| Exercise |
Please find the number of lines in the material below where the string "used" occurs, and give only that number.

| Exercise material |
>>>

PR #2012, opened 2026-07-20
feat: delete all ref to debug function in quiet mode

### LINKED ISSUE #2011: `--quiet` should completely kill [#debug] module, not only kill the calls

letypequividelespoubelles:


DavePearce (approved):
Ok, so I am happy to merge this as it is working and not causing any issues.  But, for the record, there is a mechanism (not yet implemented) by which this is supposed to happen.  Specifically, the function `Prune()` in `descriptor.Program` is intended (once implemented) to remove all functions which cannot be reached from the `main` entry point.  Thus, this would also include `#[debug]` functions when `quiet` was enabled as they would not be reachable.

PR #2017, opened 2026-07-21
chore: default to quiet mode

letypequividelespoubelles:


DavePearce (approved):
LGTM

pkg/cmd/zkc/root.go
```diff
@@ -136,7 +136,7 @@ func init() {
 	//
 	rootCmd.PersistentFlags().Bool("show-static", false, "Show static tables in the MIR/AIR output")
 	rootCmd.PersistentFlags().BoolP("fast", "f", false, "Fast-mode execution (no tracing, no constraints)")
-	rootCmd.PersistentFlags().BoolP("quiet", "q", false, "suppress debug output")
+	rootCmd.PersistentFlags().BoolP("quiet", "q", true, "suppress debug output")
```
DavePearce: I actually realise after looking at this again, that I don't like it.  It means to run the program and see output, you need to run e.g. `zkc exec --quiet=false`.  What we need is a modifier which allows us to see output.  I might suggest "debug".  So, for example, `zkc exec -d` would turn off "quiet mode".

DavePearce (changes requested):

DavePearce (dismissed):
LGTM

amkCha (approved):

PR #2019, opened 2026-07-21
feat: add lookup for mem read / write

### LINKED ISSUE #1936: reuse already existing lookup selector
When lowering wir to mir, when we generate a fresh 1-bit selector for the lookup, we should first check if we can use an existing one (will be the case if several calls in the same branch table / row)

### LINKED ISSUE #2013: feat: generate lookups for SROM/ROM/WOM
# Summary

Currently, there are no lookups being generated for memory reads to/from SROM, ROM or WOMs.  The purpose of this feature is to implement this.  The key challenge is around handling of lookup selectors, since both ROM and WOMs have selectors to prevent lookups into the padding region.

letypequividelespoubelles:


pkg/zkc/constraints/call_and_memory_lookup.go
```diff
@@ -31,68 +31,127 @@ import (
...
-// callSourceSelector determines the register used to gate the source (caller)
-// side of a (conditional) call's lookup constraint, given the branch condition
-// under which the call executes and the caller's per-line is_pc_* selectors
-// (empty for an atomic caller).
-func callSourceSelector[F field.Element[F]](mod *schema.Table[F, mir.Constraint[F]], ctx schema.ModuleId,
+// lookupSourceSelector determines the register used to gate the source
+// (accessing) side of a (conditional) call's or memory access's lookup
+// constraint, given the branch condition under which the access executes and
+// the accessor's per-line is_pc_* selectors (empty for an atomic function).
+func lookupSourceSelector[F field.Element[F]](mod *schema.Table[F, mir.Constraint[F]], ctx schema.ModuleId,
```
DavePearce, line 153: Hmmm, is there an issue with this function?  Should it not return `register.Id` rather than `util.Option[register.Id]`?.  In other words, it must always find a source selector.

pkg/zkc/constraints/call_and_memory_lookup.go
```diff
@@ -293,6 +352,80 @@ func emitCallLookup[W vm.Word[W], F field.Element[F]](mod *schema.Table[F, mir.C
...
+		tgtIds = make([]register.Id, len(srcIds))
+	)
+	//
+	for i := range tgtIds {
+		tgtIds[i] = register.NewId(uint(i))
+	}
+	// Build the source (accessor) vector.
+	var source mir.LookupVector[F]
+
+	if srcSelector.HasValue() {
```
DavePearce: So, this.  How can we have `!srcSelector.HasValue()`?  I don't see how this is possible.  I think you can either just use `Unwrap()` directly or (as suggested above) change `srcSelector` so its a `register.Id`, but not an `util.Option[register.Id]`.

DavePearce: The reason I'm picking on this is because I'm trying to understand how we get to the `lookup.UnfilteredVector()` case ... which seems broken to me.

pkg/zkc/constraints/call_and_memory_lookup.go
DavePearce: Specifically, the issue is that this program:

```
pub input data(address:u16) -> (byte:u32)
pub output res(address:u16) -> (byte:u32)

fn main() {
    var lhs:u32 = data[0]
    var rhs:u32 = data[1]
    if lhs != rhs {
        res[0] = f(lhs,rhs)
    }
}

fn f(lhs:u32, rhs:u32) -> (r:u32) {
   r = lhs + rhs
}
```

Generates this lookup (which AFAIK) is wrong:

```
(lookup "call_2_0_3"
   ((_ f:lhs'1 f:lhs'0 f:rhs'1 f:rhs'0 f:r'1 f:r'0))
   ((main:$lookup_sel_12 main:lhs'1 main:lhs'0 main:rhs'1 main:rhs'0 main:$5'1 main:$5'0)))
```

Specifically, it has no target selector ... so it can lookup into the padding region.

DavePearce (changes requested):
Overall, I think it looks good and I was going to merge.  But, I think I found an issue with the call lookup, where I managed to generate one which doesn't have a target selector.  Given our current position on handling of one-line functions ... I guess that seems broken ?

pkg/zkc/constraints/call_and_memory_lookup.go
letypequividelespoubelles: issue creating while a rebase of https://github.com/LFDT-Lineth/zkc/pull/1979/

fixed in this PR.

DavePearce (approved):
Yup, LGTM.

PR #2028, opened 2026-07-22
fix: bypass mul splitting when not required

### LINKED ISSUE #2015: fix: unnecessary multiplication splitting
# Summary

<<<

| Response for this exercise |
2